The programme will return 75 per cent of lending revenue to investors, with 25 per cent used to cover HSBC Securities Services fees as the agent lender and a further 10 per cent allocated to HSBC Investment Funds Luxembourg which will act as an ETF Management Company.

The typical collateral profile will consist of EUR, USD and GBP cash or high-quality and liquid equities and fixed income securities.

Where possible, any cash collateral will be invested into HSBC Asset Management’s money market funds or, alternatively, in segregated accounts.
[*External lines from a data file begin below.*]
PR #567, opened 2016-09-29
feat(Table): add table row shorthand

### LINKED ISSUE #565: feat(Table): add shorthand for generating tables
The Table has been updated to our v1 API in #451.  This was done with the sub component API only.  We now need to add shorthand for generating tables.

Our previous `TableColumn` implementation was inspired by Facebook's [fixed-data-table](https://facebook.github.io/fixed-data-table).  @jcarbo has also put forth many great starter ideas in [this comment](https://github.com/TechnologyAdvice/stardust/pull/451#issuecomment-248774081).

Though it is more work, I am leaning toward the suggested row based approach (last example from jcarbo) because it offers more control.  Or at least providing this as _one_ of the shorthand options.  With the old `TableColumn` approach, here at TA we ran into issues by not being able to control the actual row or cell that was rendered.

I think providing "renderer" props that expect table elements to be returned is the way to go.  We could even provide multiple "renderer" props that would allow varying levels of control.  Even along side a `columns` prop that let you define columns like we used to.  This way, you can have several approaches to accomplish the most common goals.

jeffcarbs:
Fixes #565 

Add shorthand for Table and subcomponents:
- TableCell shorthand
- TableRow shorthand
- Table shorthand
- Add example to test table shorthand

---

I wound up implementing almost exactly like I had laid out in this comment: https://github.com/TechnologyAdvice/stardust/issues/565#issuecomment-250344807

I really like the way this came out. I think it allows you to be incredibly succinct in the simplest case but give you full control over the entire table (save for the `thead`, `tbody`, `tfoot`) elements. I think this is a good example of how powerful these shorthand factories are.

---

To give some more examples, assume this data:

``` js
const tableData = [
  { name: undefined, status: undefined, notes: undefined },
  { name: 'Jimmy', status: 'Requires Action', notes: undefined },
  { name: 'Jamie', status: undefined, notes: 'Hostile' },
  { name: 'Jill', status: undefined, notes: undefined },
]
```

The most basic table would be:

``` js
const headerRow = [
  'Name',
  'Status',
  'Notes',
]

const bodyRow = ({ name, status, notes }) => [name, status, notes]

<Table headerRow={headerRow} bodyRow={bodyRow} tableData={tableData} />
```

Now if one of those cells needs customizing, you can change that cell to any valid `TableCell` shorthand:

``` js
// Shorthand for TableRow
const headerRow = [
  'Name',
  { icon: 'attention', content: 'Status' },
  <MyCustomTableHeaderCell />,
]

// Function that returns shorthand for TableRow
const bodyRow = ({ name, status, notes }) => [
  name || 'No name specified',
  { icon: 'attention', content: status }
  <MyCustomElement someProp={notes} />
]
```

In these examples, the array of cells is just a shorthand for `TableRow`, so you can return `TableRow` props or a your own custom component:

``` js
const bodyRow = ({ name, status, notes }) => {
  someRowProp: true,
  items: [
    name || 'No name specified',
    { icon: 'attention', content: status }
    <MyCustomElement someProp={notes} />
  ]
]

// Or
const bodyRow = (data) => <MyCustomRow data={data} />
```

### DIFF
--- a/docs/app/Examples/collections/Table/States/TableWarningShorthand.js
+++ b/docs/app/Examples/collections/Table/States/TableWarningShorthand.js
@@ -1,0 +1,36 @@
+import React from 'react'
+import { Icon, Table } from 'stardust'
+
+const headerRow = [
+  'Name',
+  'Status',
+  'Notes',
+]
+
+const bodyRow = ({ name, status, notes }) => ({
+  warning: !!(status && status.match('Requires Action')),
+  items: [
+    name || 'No name specified',
+    status
+      ? { icon: 'attention', content: status }
+      : 'Unknown',
+    notes
+      ? { icon: 'attention', content: notes, warning: true }
+      : 'None',
+  ]
+})
+
+const tableData = [
+  { name: undefined, status: undefined, notes: undefined },
+  { name: 'Jimmy', status: 'Requires Action', notes: undefined },
+  { name: 'Jamie', status: undefined, notes: 'Hostile' },
+  { name: 'Jill', status: undefined, notes: undefined },
+]
+
+const TableWarningShorthand = () => {
+  return (
+    <Table celled headerRow={headerRow} bodyRow={bodyRow} tableData={tableData} />
+  )
+}
+
+export default TableWarningShorthand
--- a/docs/app/Examples/collections/Table/States/TableWarningShorthand.js
+++ b/docs/app/Examples/collections/Table/States/TableWarningShorthand.js
@@ -1,5 +1,5 @@
 import React from 'react'
-import { Icon, Table } from 'stardust'
+import { Table } from 'stardust'
 
 const headerRow = [
   'Name',
@@ -17,7 +17,7 @@ const bodyRow = ({ name, status, notes }) => ({
     notes
       ? { icon: 'attention', content: notes, warning: true }
       : 'None',
-  ]
+  ],
 })
 
 const tableData = [
--- a/docs/app/Examples/collections/Table/States/TableWarningShorthand.js
+++ b/docs/app/Examples/collections/Table/States/TableWarningShorthand.js
@@ -7,9 +7,9 @@ const headerRow = [
   'Notes',
 ]
 
-const bodyRow = ({ name, status, notes }) => ({
+const renderBodyRow = ({ name, status, notes }) => ({
   warning: !!(status && status.match('Requires Action')),
-  items: [
+  cells: [
     name || 'No name specified',
     status
       ? { icon: 'attention', content: status }
@@ -29,7 +29,7 @@ const tableData = [
 
 const TableWarningShorthand = () => {
   return (
-    <Table celled headerRow={headerRow} bodyRow={bodyRow} tableData={tableData} />
+    <Table celled headerRow={headerRow} renderBodyRow={renderBodyRow} tableData={tableData} />
   )
 }
 
--- a/src/collections/Table/TableRow.js
+++ b/src/collections/Table/TableRow.js
@@ -2,6 +2,7 @@ import cx from 'classnames'
 import React, { PropTypes } from 'react'
 
 import {
+  createShorthandFactory,
   customPropTypes,
   getElementType,
   getUnhandledProps,
@@ -11,6 +12,7 @@ import {
   useTextAlignProp,
   useVerticalAlignProp,
 } from '../../lib'
+import TableCell from './TableCell'
 
 function TableRow(props) {
   const {
@@ -19,6 +21,8 @@ function TableRow(props) {
     className,
     disabled,
     error,
+    itemAs,
+    items,
     negative,
     positive,
     textAlign,
@@ -40,7 +44,15 @@ function TableRow(props) {
   const ElementType = getElementType(TableRow, props)
   const rest = getUnhandledProps(TableRow, props)
 
-  return <ElementType {...rest} className={classes}>{children}</ElementType>
+  if (children) {
+    return <ElementType {...rest} className={classes}>{children}</ElementType>
+  }
+
+  return (
+    <ElementType {...rest} className={classes}>
+      {items.map((item) => TableCell.create(item, { as: itemAs }))}
+    </ElementType>
+  )
 }
 
 TableRow._meta = {
@@ -55,6 +67,7 @@ TableRow._meta = {
 
 TableRow.defaultProps = {
   as: 'tr',
+  itemAs: 'td',
 }
 
 TableRow.propTypes = {
@@ -65,7 +78,10 @@ TableRow.propTypes = {
   active: PropTypes.bool,
 
   /** Primary content of the TableRow. */
-  children: PropTypes.node,
+  children: customPropTypes.every([
+    customPropTypes.disallow(['content', 'icon']),
+    PropTypes.node,
+  ]),
 
   /** Classes that will be added to the TableRow className. */
   className: PropTypes.string,
@@ -75,6 +91,20 @@ TableRow.propTypes = {
 
   /** A row may call attention to an error or a negative value. */
   error: PropTypes.bool,
+
+  /** An element type to render as (string or function). */
+  itemAs: customPropTypes.as,
+
+  /** Shorthand array of props for TableCell. Mutually exclusive with children. */
+  items: customPropTypes.every([
+    customPropTypes.disallow(['children']),
+    // Array of shorthands for MenuItem
+    PropTypes.arrayOf(PropTypes.oneOfType([
+      PropTypes.string,
+      PropTypes.element,
+      PropTypes.object,
+    ])),
+  ]),
 
   /** A row may let a user know whether a value is bad. */
   negative: PropTypes.bool,
@@ -91,5 +121,7 @@ TableRow.propTypes = {
   /** A row may warn a user. */
   warning: PropTypes.bool,
 }
+
+TableRow.create = createShorthandFactory(TableRow, items => ({ items }))
 
 export default TableRow
--- a/src/collections/Table/TableRow.js
+++ b/src/collections/Table/TableRow.js
@@ -1,3 +1,4 @@
+import _ from 'lodash'
 import cx from 'classnames'
 import React, { PropTypes } from 'react'
 
@@ -50,7 +51,7 @@ function TableRow(props) {
 
   return (
     <ElementType {...rest} className={classes}>
-      {items.map((item) => TableCell.create(item, { as: itemAs }))}
+      {_.map(items, (item) => TableCell.create(item, { as: itemAs }))}
     </ElementType>
   )
 }
--- a/src/collections/Table/TableRow.js
+++ b/src/collections/Table/TableRow.js
@@ -18,12 +18,12 @@ import TableCell from './TableCell'
 function TableRow(props) {
   const {
     active,
+    cellAs,
+    cells,
     children,
     className,
     disabled,
     error,
-    itemAs,
-    items,
     negative,
     positive,
     textAlign,
@@ -51,7 +51,7 @@ function TableRow(props) {
 
   return (
     <ElementType {...rest} className={classes}>
-      {_.map(items, (item) => TableCell.create(item, { as: itemAs }))}
+      {_.map(cells, (cell) => TableCell.create(cell, { as: cellAs }))}
     </ElementType>
   )
 }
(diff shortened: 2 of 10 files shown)


levithomason:
This looks really great, thanks.  I'll try to focus on a review tomorrow.

jeffcarbs:
Added specs for the shorthand rendering that should bump the coverage back to 100%.

src/lib/factories.js
```diff
@@ -46,7 +46,7 @@ export function createShorthand(Component, mapValueToProps, val, defaultProps =
   } else if (_.isPlainObject(val)) {
     type = 'props'
     usersProps = val
-  } else if (_.isString(val) || _.isNumber(val)) {
+  } else if (_.isString(val) || _.isNumber(val) || _.isArray(val)) {
```
levithomason, line 49: (...submitting a little half baked, ran out of time on this comment but want to get the convo started)

I'm not sure we should pass arrays on to be mapped to props.  It means every component might do something different with the array (or not handle it at all).  If the factory does handle arrays, IMHO it is most intuitive to expect it to always create an array of elements.

``` jsx
const button = Button.create('Submit')

// `key` derived from the string/number literal or `childKey` prop
const buttons = Button.create(['A', 123])
const buttons = Button.create([{ content: 'A' }, { content: 123 }])
const buttons = Button.create([<Other>A</Other>, <Other>123</Other>])
```

Then we can standardize shorthand propTypes since all components with shorthand would be capable of handling arrays.

If the factory passes it along, we'd need to make sure every `mapValueToProps` handles arrays.  Though, every component then might do something different with the array which isn't clear to the user.  "How does X handle arrays again?" Also, not all components / `mapValueToProps()` may be able support arrays.  It could make standard propTypes tough.

Lastly, when passing an array, you are creating an array of X components.  If there is a need to pass that array through the X's props to some Y's shorthand, then the first component is just a pass through.  My gut says there should be a "one level deep" design decision.  Meaning, we would forgo the middle man and pass the shorthand directly to the Y instead of through X to Y.

...totally open on this, just thinking out loud.

src/collections/Table/TableRow.js
```diff
@@ -76,6 +93,20 @@ TableRow.propTypes = {
   /** A row may call attention to an error or a negative value. */
   error: PropTypes.bool,
 
+  /** An element type to render as (string or function). */
+  itemAs: customPropTypes.as,
```
levithomason: Not sure of/if there is a solution yet, but I'd love to remove this prop somehow.  Seems an indicator of a larger pattern problem. We had this on the Label as well, but were able to remove it with sub components.

One idea would be that the implementing component would pass the `as` prop / key in each item in the array so it is explicit.  If that is too cumbersome, perhaps we need `TableHeaderRow` or something, similar to the two Table cells.

docs/app/Examples/collections/Table/States/TableWarningShorthand.js
```diff
@@ -0,0 +1,36 @@
...
+const tableData = [
+  { name: undefined, status: undefined, notes: undefined },
+  { name: 'Jimmy', status: 'Requires Action', notes: undefined },
+  { name: 'Jamie', status: undefined, notes: 'Hostile' },
+  { name: 'Jill', status: undefined, notes: undefined },
+]
+
+const TableWarningShorthand = () => {
+  return (
+    <Table celled headerRow={headerRow} bodyRow={bodyRow} tableData={tableData} />
```
levithomason: API suggestion:

``` jsx
<Table 
  renderHeaderRow={...}
  renderBodyRow={...}
  renderFooterRow={...}
/>
```

Eventually, I'd like to also add column/cell shorthand.  These would disallow use of the row shorthand, but I think it would give the user the ability to map through their data in what ever way made the most sense to them.

levithomason (commented):
Awesome, thanks so much for starting this.  Let's iterate, it's going in a great direction.  Shorthand is really paying off!

src/collections/Table/TableRow.js
jeffcarbs: The `Label` had `detail` and `detailAs` which we merged into one:

``` js
<Label detail={{ content: 'x', as: 'div' }} />
```

This is a little more tricky since `items` is an array of shorthands so it wouldn't be straightforward to add an "as" prop to each one since they may all be literals. For reference, this it where it would have to be done:

``` js
{headerRow && <TableHeader>{TableRow.create(headerRow, { itemAs: 'th' })}</TableHeader>}
```

In this case, `headerRow` is a shorthand for a `TableRow`.

docs/app/Examples/collections/Table/States/TableWarningShorthand.js
```diff
@@ -0,0 +1,36 @@
+import React from 'react'
+import { Table } from 'stardust'
+
+const headerRow = [
+  'Name',
```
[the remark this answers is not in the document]
jeffcarbs: The reason the body row renderer needs to be a function is that each row in the body is a function of an element in the `tableData` array. The header and footer rows are static as far as the `Table` is concerned so I'm not sure if it would make sense for them to be functions.

> I think each row renderer should get access to the row element.

Also to clarify, `headerRow` _is_ the row element, same with `footerRow`. `bodyRow` is a more of a "template" of what a row element looks like.

src/lib/factories.js
jeffcarbs: To give a little more context, I came up with these shorthands by building upwards and trying to collapse where possible. So:

``` js
// This
<Table.Cell>Name</Table.Cell>
// became
<Table.Cell content='Name' />


// This
<Table.Row>
  <Table.Cell content='Name' />
  <Table.Cell content='Status' />
  <Table.Cell content='Company' />
</Table.Row>

// became
<Table.Row cells=['Name', 'Status', 'Company'] />


// This
<Table>
  <Table.Header>
    <Table.Row cells=['Name', 'Status', 'Company'] />
  </Table.Header>
</Table>

// became
<Table headerRow={{ cells: ['Name', 'Status', 'Company'] }} />
```

If you think about our shorthand, generally it lets you pass a literal in place of a one-key object, e.g.

``` js
// One-key object
<Label detail={{ content: 'Some detail' }} />

// Literal
<Label detail={'Some detail'} />
```

So I figured if we can describe a Table.Row as a one-key object, we should be able to describe it as a "literal":

``` js
// One-key object
<Table headerRow={{ cells: ['Name', 'Status', 'Company'] }} />

// Literal
<Table headerRow={['Name', 'Status', 'Company']} />
```

So I'm not thinking about using arrays to let you build an array of some component (e.g. `const buttons = Button.create(['A', 123])`), but instead I'm thinking about it as a valid way of describing a component that has a list of things (e.g. `TableRow` has a list of cells that can completely describe that row).

Other examples:

``` js
// One-key object
Menu.create({ items: ['menu item 1', 'menu item 2', 'menu item 3'] })

// Literal
Menu.create(['menu item 1', 'menu item 2', 'menu item 3'])


// One-key object
List.create({ items: [<List.Item />, { content: 'item 2', description: 'item 2'}, 'list item 3'] })

// Literal
List.create([<List.Item />, { content: 'item 2', description: 'item 2'}, 'list item 3'])
```

Thoughts?

jeffcarbs: I had a sudden moment of clarity thinking about this haha. There are really two separate types of shorthands we're talking about:

### What is shorthand?

A way of describing component using a literal value, a props object, or an complete React.Element

### Item Shorthand

What we've dealt with thus far. Describes an individual component that may or may not have children. If it does have children, the children tend to be heterogeneous/different (e.g. a label can have multiple children but they're all different: icon, image, content, detail, delete-button)

#### Valid propTypes:
- string/number
- Object (props)
- Element

#### Example Components
- Label
- Icon
- TableCell

### Collection Shorthand

What this PR is introducing. Describes an individual component that has a set of homogenous children (e.g. a menu has 1+ items that are all the same).

#### Valid propTypes:
- array (of "item shorthand"s for set of children)
- Object (props)
- Element

#### Examples
- Menu
- List
- TableRow

---

I think almost everything is the same for both (e.g. they can use the same factory function). The differences are:
- Which validations we apply for the "literal" case. Could just have `customPropTypes.collectionShorthand` and `customPropTypes.itemShorthand` (if we like these names).
- How the `mapValueToProps` function maps a literal, but that's defined within the individual component itself so there shouldn't really be an issue there.

levithomason: Cool, I think we're seeing the same split in types of shorthand.  This is what I ran into [here](https://github.com/TechnologyAdvice/stardust/pull/452#issuecomment-243614062) where I reference `customPropTypes.shorthandSingle` and `customPropTypes.shorthandMultiple`.  I like collection a lot better than multiple though 😄.

So, I think we have 2 confirmed types of shorthand then.  Both handle a props objects and elements identically.  The difference is in what other values they accept and how they `mapValueToProps`:
1. Single item factory (Icon, etc.) also handles **string/number** mapping them to props.
2. Collection factory (Menu, etc.) also handles **arrays** mapping them to a single collection prop (items, cells, etc).

There is a 3rd group we can deal with later, since I think they need API redesign. Breadcrumb, Accordion, and possibly Feed, which take an array but do not map it to props.  Instead, they create children in a special way, usually due to markup constraints.  We'll save that for another day and time.

I'm working on the Feed updates and shorthand propTypes as I find time.  Won't hold up this PR for that work.  I can circle back and update when my work there is ready.

src/collections/Table/TableRow.js
levithomason: OK, let's save it for a later PR.

Here's an idea for the record.  I have this same issue with `FeedExtra`.  It has the need for two different shorthands, one that uses `images` and one that uses `text`.  I'm thinking of just adding:

``` jsx
FeedExtra.createImages()
FeedExtra.createText()
```

What if we added this?

``` jsx
TableRow.create()
TableRow.createHeader()
```

The latter would set `as` on each element in the array.  I think this touches on how collection shorthands are different than an item shorthand.  A string or number is not valid in a collection, `TableRow.create('not valid') //=> <Table items='not valid' />`.  So it seems we don't need a factory that only provides a `mapValueToProps` but instead/also a way to update each item. Perhaps with a default props object/function somehow.  Again, this comment is for later reference.

src/collections/Table/TableRow.js
```diff
@@ -76,6 +93,20 @@ TableRow.propTypes = {
...
+
+  /** Shorthand array of props for TableCell. Mutually exclusive with children. */
+  items: customPropTypes.every([
+    customPropTypes.disallow(['children']),
+    // Array of shorthands for MenuItem
```
levithomason: `MenuItem` => `TableRow`, or just pull this comment entirely.

levithomason (changes requested):

levithomason:
Ugh, still getting used to the new way GH groups/shows/hides review comments.  LMK if that last review is not clear. I did it on the files tab where I could see my review comments next to the past comments.

levithomason:
Just ran into the need to pass array values to `mapValueToProps` in the Feed, https://github.com/TechnologyAdvice/stardust/pull/575/commits/cb5cb0628227836066ab64a80e291ebaee58c172.  Just confirming it seems this is certainly the way to go after all.

docs/app/Examples/collections/Table/States/TableWarningShorthand.js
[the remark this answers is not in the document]
jeffcarbs: +1 for the rename of `bodyRow` => `renderBodyRow` to differentiate it more. Not completely opposed to making the other two functions in the future, but for now I'd prefer keeping it as-is. Perhaps when we add column/cell shorthands it will give a little more clarity.

jeffcarbs:
Made the requested changes, rebased and pushed up the latest. There are some further enhancements that I think can be addressed on subsequent PRs, so I think this is ready for final review 👍

docs/app/Examples/collections/Table/States/TableWarningShorthand.js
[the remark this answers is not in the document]
levithomason: I'm  on board :thumbsup:

levithomason (approved):

ralphievolt:
Just a question.. So populating my table with data from my props, I should use the short hand method as shown here 
`const tableData = [
  { name: undefined, status: undefined, notes: undefined },
  { name: 'Jimmy', status: 'Requires Action', notes: undefined },
  { name: 'Jamie', status: undefined, notes: 'Hostile' },
  { name: 'Jill', status: undefined, notes: undefined },
]`

as opposed to `{ this.props.data.map(item) => <Table.Row> <Table.Cell> ......`

Thanks.

levithomason:
Both are valid, whatever works best for you and your app 👍 

http://react.semantic-ui.com/collections/table#warning-shorthand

Speaking on SFT’s recent APAC-focused roundtable, Brian Leung, regional trading head for APAC, agency securities lending at Deutsche Bank, said: “ESG will be driving appetite and sentiment for sustainability investors so one should expect more opportunities to lend and borrow in highly-rated ESG names.”

The sustainable passive fund market has bloomed over the past year and soon the cumulative impact of their inability to lend will lead to a reckoning for the securities finance community which must prove its ESG credentials to those outside the market.

ESG ETFs chalked-up an “incredible” 223 per cent growth over 2020 achieving a new record of $189 billion AUM, according to TrackInsight.

ESG ETFs captured $97 billion of inflows last year and nearly 200 new funds were brought to market during the same period, with ESG set to become “a key battleground” for issuers over 2021, the global ETF analysis platform states.

HSBC’s decision follows that of DWS, a German asset manager majority-owned by Deutsche Bank, which closed the lending programme of one of its long-standing ETFs in December as part of its switch from tracking a traditional FTSE index to an ESG-friendly one.

Similar to HSBC’s concerns, DWS passive product specialist structurer Zeb Saeed told SFT at the time that the need for restrictive collateral parameters and regular recalls creates “a number of other challenges and alters the economics of the securities lending function to the extent that it effectively erodes much of the potential revenue from lending”.